A body washed ashore that summer,
bullet-riddled in fatigues.
We gathered around, five cousins,
bold and bored from days at the beach.
The youngest joked that fish made
dinner of the dead man’s eyes.
Two strangers nodded and my cousin vomited.
Colombia, when I miss you,
I try to think of days like this: when guerilla death
tolls tell better stories than grandmothers.
Days like sand, children, and a blind man
petrified in his prayer.
Days like my American passport: blue, godhead, imperial--
pretenses of immunity and power
ready to be stripped by a soldier,
a boy who knows accents do not identify
corpses like blood. A boy whose gun
escorts my mother, date for interrogation,
the last step before flight.
She’ll board with me, free of her homeland,
always afraid of turning to salt.
But televised outcries never cease, Colombia,
and your memory is buried beneath
a newsman’s coifed veneer
Fish eat our eyes, yet we continue
raising our weapons with an anger we were taught.

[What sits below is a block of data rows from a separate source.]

PR #1471, opened 2026-06-07
ci(test): add workflow_dispatch with custom_branch to gate release branches

teng-lin:
## Summary

Adds a `workflow_dispatch` trigger (with a `custom_branch` input) to the **Test**
workflow so the full `quality` + cross-platform matrix gate can be run **on
demand against an arbitrary branch**.

### Why
`test.yml` only triggers on `push`/`pull_request` to `main`. A release backport
branch (e.g. `release/v0.7.1`) is intentionally based on the old `0.7.x` line and
**conflicts with `main`**, so it can't run CI via a PR — GitHub can't build the
test-merge commit (`refs/pull/N/merge`) for a `DIRTY` PR, and `pull_request` runs
never start. There was no way to run the gate on such a branch short of polluting
it by merging `main` in.

### What
- New `workflow_dispatch.inputs.custom_branch` (mirrors the existing
  `nightly.yml` pattern).
- Both jobs check out the target via `ref: ${{ inputs.custom_branch || github.ref }}`.
- `custom_branch` folded into the `concurrency.group` so a manual release-branch
  run doesn't cancel `main`'s push/PR run.

### No behavior change for existing triggers
For `push`/`pull_request` the input is empty, so checkout falls back to
`github.ref` (identical to today) and the concurrency group just gains a trailing
`-`.

### Usage (after merge)
`workflow_dispatch` only appears once the workflow is on the default branch, so
this must land on `main` first. Then:

```bash
gh workflow run test.yml --ref main -f custom_branch=release/v0.7.1
```

## Test plan
- [x] `yaml.safe_load` parses; `on:` = push / pull_request / workflow_dispatch
- [x] `scripts/check_workflow_permissions.py` passes
- [x] `scripts/check_workflow_secret_gates.py` passes
- [x] `scripts/check_action_pinning.py` passes
- [ ] CI green on this PR
- [ ] After merge: dispatch against `release/v0.7.1` and confirm it runs the gate

## Summary by CodeRabbit

* **Chores**
  * Enhanced test workflow to support manual execution with custom branch selection. Improved concurrency handling to prevent conflicts between automated and manually-triggered test runs on different branches.

PR #1621, opened 2026-06-21
ci(security): set persist-credentials:false on checkout steps (#1471)

teng-lin:
## Summary
- Adds `persist-credentials: false` to all **13** `actions/checkout@v6` steps across the 10 workflow files.
- Closes the zizmor **`artipacked`** vector: by default `actions/checkout` writes the `GITHUB_TOKEN` into `.git/config`, where any subsequent step or compromised third-party action in the job can read and exfiltrate it. CodeRabbit flagged this on #1471 (🟠 Major) and it was never addressed.

## Why it's safe
- No workflow does `git push` / `git commit` / `git tag` / auto-commit, so nothing writes back using the persisted credential.
- `claude.yml` authenticates via its own `claude_code_oauth_token` and runs with `contents: read` — it doesn't rely on the checkout-persisted token.
- Token-using steps (`gh` calls, ref resolution during checkout itself) are unaffected: `persist-credentials: false` only stops the token from being *persisted to .git/config after* checkout; the token still works *during* checkout and via explicit `GH_TOKEN`/`secrets`.

## Scope
- Pure, behavior-preserving CI hardening. YAML validated for all 10 files; the `claude.yml` step correctly merges the new key into its existing `with:` (`fetch-depth: 1`).
- **Out of scope:** SHA-pinning of actions (zizmor `unpinned-uses`) — a separate, higher-churn concern.

## Test plan
- [x] All 10 workflow YAML files parse cleanly
- [x] 13/13 checkout steps covered; no duplicate `with:` keys
- [x] Polished (code-simplifier + claude+codex review + ultrathink — all clean)

https://claude.ai/code/session_0158QsP9LWmJdfob2491LW3Z

<a href="https://cubic.dev/pr/teng-lin/notebooklm-py/pull/1621?utm_source=github" target="_blank" rel="noopener noreferrer" data-no-image-dialog="true"><picture><source media="(prefers-color-scheme: dark)" srcset="https://www.cubic.dev/buttons/review-in-cubic-dark.svg"><source media="(prefers-color-scheme: light)" srcset="https://www.cubic.dev/buttons/review-in-cubic-light.svg">Review in cubic</picture></a>

## Summary by CodeRabbit

* **Chores**
  * Enhanced security configurations in CI/CD workflows to improve credential handling across automated build, test, and publish pipelines.

### DIFF
--- a/.github/workflows/claude.yml
+++ b/.github/workflows/claude.yml
@@ -41,6 +41,7 @@ jobs:
         uses: actions/checkout@v6
         with:
           fetch-depth: 1
+          persist-credentials: false
 
       - name: Run Claude Code
         id: claude
--- a/.github/workflows/codeql.yml
+++ b/.github/workflows/codeql.yml
@@ -19,6 +19,8 @@ jobs:
 
     steps:
       - uses: actions/checkout@v6
+        with:
+          persist-credentials: false
 
       - name: Initialize CodeQL
         uses: github/codeql-action/init@v4
--- a/.github/workflows/dependency-audit.yml
+++ b/.github/workflows/dependency-audit.yml
@@ -26,6 +26,8 @@ jobs:
     runs-on: ubuntu-latest
     steps:
       - uses: actions/checkout@v6
+        with:
+          persist-credentials: false
 
       - uses: astral-sh/setup-uv@v7
         with:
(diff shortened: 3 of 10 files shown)


teng-lin:
@claude review

PR #1628, opened 2026-06-24
fix(sources): pin .md content-type for uploads on Python 3.10

Leslielu:
-

<a href="https://cubic.dev/pr/teng-lin/notebooklm-py/pull/1628?utm_source=github" target="_blank" rel="noopener noreferrer" data-no-image-dialog="true"><picture><source media="(prefers-color-scheme: dark)" srcset="https://www.cubic.dev/buttons/review-in-cubic-dark.svg"><source media="(prefers-color-scheme: light)" srcset="https://www.cubic.dev/buttons/review-in-cubic-light.svg">Review in cubic</picture></a>

## Summary by CodeRabbit

* **Bug Fixes**
  * Improved upload content-type resolution so `.md`/`.markdown` files reliably resolve to `text/markdown`, even when system MIME guessing is incomplete.
  * Kept safe fallback behavior for unknown extensions (`application/octet-stream`), and ensured precedence when an explicit MIME type is provided.

* **Tests**
  * Added unit coverage for Markdown detection when MIME guessing fails (including uppercase suffixes).
  * Added unit coverage for unknown-extension fallback and for correct precedence between explicit MIME and guessing/overrides.

### DIFF
--- a/src/notebooklm/_source/_upload_decode.py
+++ b/src/notebooklm/_source/_upload_decode.py
@@ -307,10 +307,8 @@ def _resolve_upload_content_type(file_path: Path, mime_type: str | None) -> str:
     guessed, _encoding = mimetypes.guess_type(file_path.name)
     if guessed:
         return guessed
-    # ``mimetypes`` has no entry for some text suffixes (e.g. ``.md``) on
-    # Python 3.10 / hosts without a system MIME table — fall back to the
-    # pinned mapping before the opaque ``application/octet-stream`` default,
-    # which NotebookLM cannot infer a parser for (processing fails, #1627).
+    # Fall back to the pinned overrides before the opaque octet-stream default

Our corpses will wash ashore
again and again
to the eyes of children,
sun-caked and sickened.
Adriana E. Ramirez is a nonfiction writer and performance poet based in Pittsburgh and Houston, where she is writing a book about civil war, Colombia, and the way we tell stories around violence. Her work has appeared in the Los Angeles Review of Books, Vandal, and Nerve, among other places. Her first chapbook, Trusting with Imaginary Spaces, is forthcoming from Tired Hearts Press. She roots for El Tricolor in the World Cup and teaches in the English Department at the University of Pittsburgh.